Staff recommend that more be done to enhance the macroprudential toolkit. Completing the planned government review of the tax treatment of different housing financing options would help address the compositional changes in household debt. In addition to current proposals on borrower-based macroprudential tools—including, inter alia, loan-to-value limits for housing company loans—the toolkit should be enhanced further to include (i) a debt-to-income (DTI) cap reflecting growing household debt vulnerabilities and in line with steps taken in many other countries; and (ii) supplementing the DTI cap with a debt-service-to-income cap once the new comprehensive credit registry is operational. These borrower-based measures could be tailored to account for traditionally less risky borrowers, e.g., first-time homebuyers as suggested by some international experience.

Restoring and reconfiguring capital based macroprudential buffers would also strengthen macrofinancial resilience. IMF staff recommend that structural capital buffer requirements be returned to pre-pandemic levels to rebuild resilience against the structural risks of the financial system.

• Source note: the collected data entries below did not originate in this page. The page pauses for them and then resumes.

PR #4820, opened 2025-12-08
Improve performance of `out_eia__yearly_plant_parts`

### LINKED ISSUE #2920: Parallelize the creation of `plant_parts_eia`
Now that `plant_parts_eia` is dagsterized and part of the ETL, it's a bit of a bummer that it takes so long to generate. Currently, there's a loop in the creation of the table [here](https://github.com/catalyst-cooperative/pudl/blob/main/src/pudl/analysis/plant_parts_eia.py#L606) that loops through all the different parts and concatenates a bunch of dataframes together. This could be done concurrently instead of looping to speed things up.

One pattern that would make sense here would be to create an asset factory that generates one asset for each of the different elements of the `PLANT_PARTS` constant, and then have a separate asset that concatenates all of those outputs together into a single big table and add the other little finishing touches.

Currently the `out_eia__yearly_plant_parts` asset is marked as high memory usage, and takes about half an hour to run (on a Mac M1). It's the longest running bit of the plant parts / FERC-EIA association portion of the DAG by a significant margin.

katie-lamb:
# Overview

Closes #2920 .

`out_eia__yearly_plant_parts` is slow to generate. It's created by making a table for each plant part and then concatenating these part tables together. The creation of these plant parts can be run in parallel with Dagster. This PR creates an asset factory to generate an asset for each of the plant parts (named `out_eia__plant_part_{x}` and then concatenates it together into one.

 I can generate `out_eia__yearly_plant_parts` and its upstream `_out_eia__plant_part_x` assets in 6 minutes and 8 seconds. On `main`, it takes me 7 minutes and 13 seconds to generate `out_eia__yearly_plant_parts`, so overall it's not as big a speed up as I'd expect. However, I wonder if there is a bigger speed up on a slower computer. I have a Mac M3, but the issue says that this asset takes half an hour to generate on a Mac M1. It may be good to have someone with a slower computer run this as well. 

Is it worth taking on other performance improvement ideas for this table if this asset splitting didn't take much time off?

## What did you change?

Created an asset factory to generate an asset for each of the plant parts (named `out_eia__plant_part_{x}`) and then concatenate it together into one `out_eia__yearly_plant_parts`.

## Documentation

# Testing

- [x] Check to make sure the `out_eia__yearly_plant_parts` asset is identical when materialized on `main`.
- [x] Check the run time on `main`.

## To-do list

### DIFF
--- a/src/pudl/analysis/plant_parts_eia.py
+++ b/src/pudl/analysis/plant_parts_eia.py
@@ -367,6 +367,7 @@ plant_parts_assets = [
 @asset(
     io_manager_key="pudl_io_manager",
     compute_kind="Python",
+    op_tags={"memory-use": "high"},
     ins={
         part_name: AssetIn(key=AssetKey(f"_out_eia__plant_part_{part_name}"))
         for part_name in PLANT_PARTS


src/pudl/analysis/plant_parts_eia.py
```diff
@@ -338,23 +338,58 @@ def out_eia__yearly_generators_by_ownership(
...
+    if part_name != "plant_match_ferc1"
+]
+
+
 @asset(
     io_manager_key="pudl_io_manager",
     compute_kind="Python",
-    op_tags={"memory-use": "high"},
+    ins={
+        part_name: AssetIn(key=AssetKey(f"_out_eia__plant_part_{part_name}"))
```
katie-lamb, line 372: This asset name feels okay for the intermediate plant part tables?

src/pudl/analysis/plant_parts_eia.py
```diff
@@ -338,23 +338,58 @@ def out_eia__yearly_generators_by_ownership(
...
+    plant_part_asset_factory(part_name)
+    for part_name in PLANT_PARTS
+    if part_name != "plant_match_ferc1"
+]
+
+
 @asset(
     io_manager_key="pudl_io_manager",
     compute_kind="Python",
-    op_tags={"memory-use": "high"},
```
zaneselvans, line 344: Have you profiled this asset to see how much memory it uses? I suspect it'll be pretty big with all the concat-ing.

src/pudl/analysis/plant_parts_eia.py
```diff
@@ -338,23 +338,58 @@ def out_eia__yearly_generators_by_ownership(
     )
 
 
+def plant_part_asset_factory(part_name: str) -> AssetsDefinition:
+    """Asset factory to create assets for each individual plant part."""
+    asset_name = f"_out_eia__plant_part_{part_name}"
+
+    @asset(
+        name=asset_name,
+        compute_kind="Python",
```
zaneselvans, line 347: We should probably profile each of these assets to identify which ones need to be marked high memory (larger than 4GB peak)

src/pudl/analysis/plant_parts_eia.py
zaneselvans: On my machine I get a peak of nearly 14GB:

```
Command line: devtools/memory_profile.py -d devtools/profiles -a out_eia__yearly_plant_parts
Start time: Tue Dec 09 2025 10:23:43 GMT-0600 (Central Standard Time)
End time: Tue Dec 09 2025 10:34:11 GMT-0600 (Central Standard Time)
Duration: 0:10:28.261000
Total number of allocations: 112909931
Total number of frames seen: 0
Peak memory usage: 13.8 GB
Python allocator: pymalloc
```

katie-lamb: Is it worth trying to reduce memory from concat-ing? I couldn't find a good structure for handling the concat-ing through anything other than `pd.concat`

src/pudl/analysis/plant_parts_eia.py
zaneselvans: I ran them all and they were between 2-3GB each so no highmem needed!

```bash
for part in plant_prime_fuel plant_gen plant_prime_mover plant_technology plant_operating_year plant plant_ferc_acct plant_unit;
do
    devtools/memory_profile.py -d devtools/profiles -a  "_out_eia__plant_part_$part" &
done;
```

src/pudl/analysis/plant_parts_eia.py
zaneselvans: Concatenation is a big memory suck all over the place for us, and I don't think we've come across a great solution. This is just a chonker of a table. And there are other high memory usage operations happening within the the main asset as well.

I think you've picked the low hanging fruit here and this should come close to cutting the time to run the plant parts in half, since now we have 8 low-memory assets that can run in parallel, each of which takes ~100 seconds, for the first half of the process, rather than needing to run for 800 seconds one after the other.

zaneselvans (approved):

There are currently no obvious signs of real estate overvaluation or a buildup in aggregate cyclical systemic risks, but household vulnerabilities are rising. The authorities could therefore also consider the use of targeted capital requirements to build resilience against rising household vulnerabilities. Finnish legislation that codifies capital buffer requirement settings could be modified to introduce a positive neutral countercyclical capital buffer rate, building macroprudential policy space.

The mission thanks the authorities and our other counterparts for the constructive policy dialogue and productive collaboration.